Requirement:
Go through the records and extract every line with the word "that".

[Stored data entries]
------------------------------------
PR #322, opened 2021-09-27
Add Roman WFI filters

benjaminrose:
A rewrite from PR #218.

### DIFF
--- a/sncosmo/builtins.py
+++ b/sncosmo/builtins.py
@@ -406,6 +406,23 @@ for name, fname in [('4shooter2::us', 'bandpasses/4shooter2/Us_4Shooter2.txt'),
     _BANDPASSES.register_loader(name, load_bandpass_remote_aa,
                                 args=(fname,), meta=fourshooter_meta)
 
+roman_meta = {
+     'filterset': 'roman-wfi',
+     'dataurl': 'https://roman.gsfc.nasa.gov/science/WFI_technical.html',
+     'retrieved': '30 Nov 2020',
+     'description': 'Roamn filters from Jeff Kruk: '
+     'Roman_effarea_20201130.txt '}
+for name, fname in [('f062', 'roman_f063dat'),   # R
+                    ('f087', 'roman_f087.dat'),  # Z
+                    ('f106', 'roman_f106.dat'),  # Y
+                    ('f129', 'roman_f129.dat'),  # J
+                    ('f158', 'roman_f158.dat'),  # H
+                    ('f184', 'roman_f184.dat'),  # F
+                    ('f213', 'roman_f213.dat'),  # K
+                    ('f149', 'roman_f149.dat')]:  # Wide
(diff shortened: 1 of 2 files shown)


sncosmo/builtins.py
```diff
@@ -406,6 +406,23 @@ def tophat_bandpass_um(ctr, width, name=None):
     _BANDPASSES.register_loader(name, load_bandpass_remote_aa,
                                 args=(fname,), meta=fourshooter_meta)
 
+roman_meta = {
+     'filterset': 'roman-wfi',
+     'dataurl': 'https://roman.gsfc.nasa.gov/science/WFI_technical.html',
+     'retrieved': '30 Nov 2020',
+     'description': 'Roamn filters from Jeff Kruk: '
+     'Roman_effarea_20201130.txt '}
+for name, fname in [('f062', 'roman_f063dat'),   # R
```
kboone, line 415: Looks like you missed a dot here.

sncosmo/builtins.py
```diff
@@ -406,6 +406,23 @@ def tophat_bandpass_um(ctr, width, name=None):
...
+                    ('f087', 'roman_f087.dat'),  # Z
+                    ('f106', 'roman_f106.dat'),  # Y
+                    ('f129', 'roman_f129.dat'),  # J
+                    ('f158', 'roman_f158.dat'),  # H
+                    ('f184', 'roman_f184.dat'),  # F
+                    ('f213', 'roman_f213.dat'),  # K
+                    ('f149', 'roman_f149.dat')]:  # Wide
```
kboone, line 422: Looks like this is named f146 on the sncosmo.github.io website?

sncosmo/builtins.py
kboone: Also, this is f062 on sncosmo.github.io, not f063.

sncosmo/builtins.py
```diff
@@ -406,6 +406,23 @@ def tophat_bandpass_um(ctr, width, name=None):
     _BANDPASSES.register_loader(name, load_bandpass_remote_aa,
                                 args=(fname,), meta=fourshooter_meta)
 
+roman_meta = {
+     'filterset': 'roman-wfi',
+     'dataurl': 'https://roman.gsfc.nasa.gov/science/WFI_technical.html',
+     'retrieved': '30 Nov 2020',
+     'description': 'Roamn filters from Jeff Kruk: '
```
kboone, line 413: Roamn -> Roman

kboone (changes requested):
There are a couple of typos and mismatches between the names on sncosmo.github.io and in the builtins.py, but other than that this should be good to go.

Also I noticed that your name in commit messages is set to "Benjain Rose". Not a big deal, but might want to fix that.

benjaminrose:
Somehow missed the first messages. I can fix these tomorrow.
------------------------------------
Task response:
There are a couple of typos and mismatches between the names on sncosmo.github.io and in the builtins.py, but other than that this should be good to go.
Also I noticed that your name in commit messages is set to "Benjain Rose". Not a big deal, but might want to fix that.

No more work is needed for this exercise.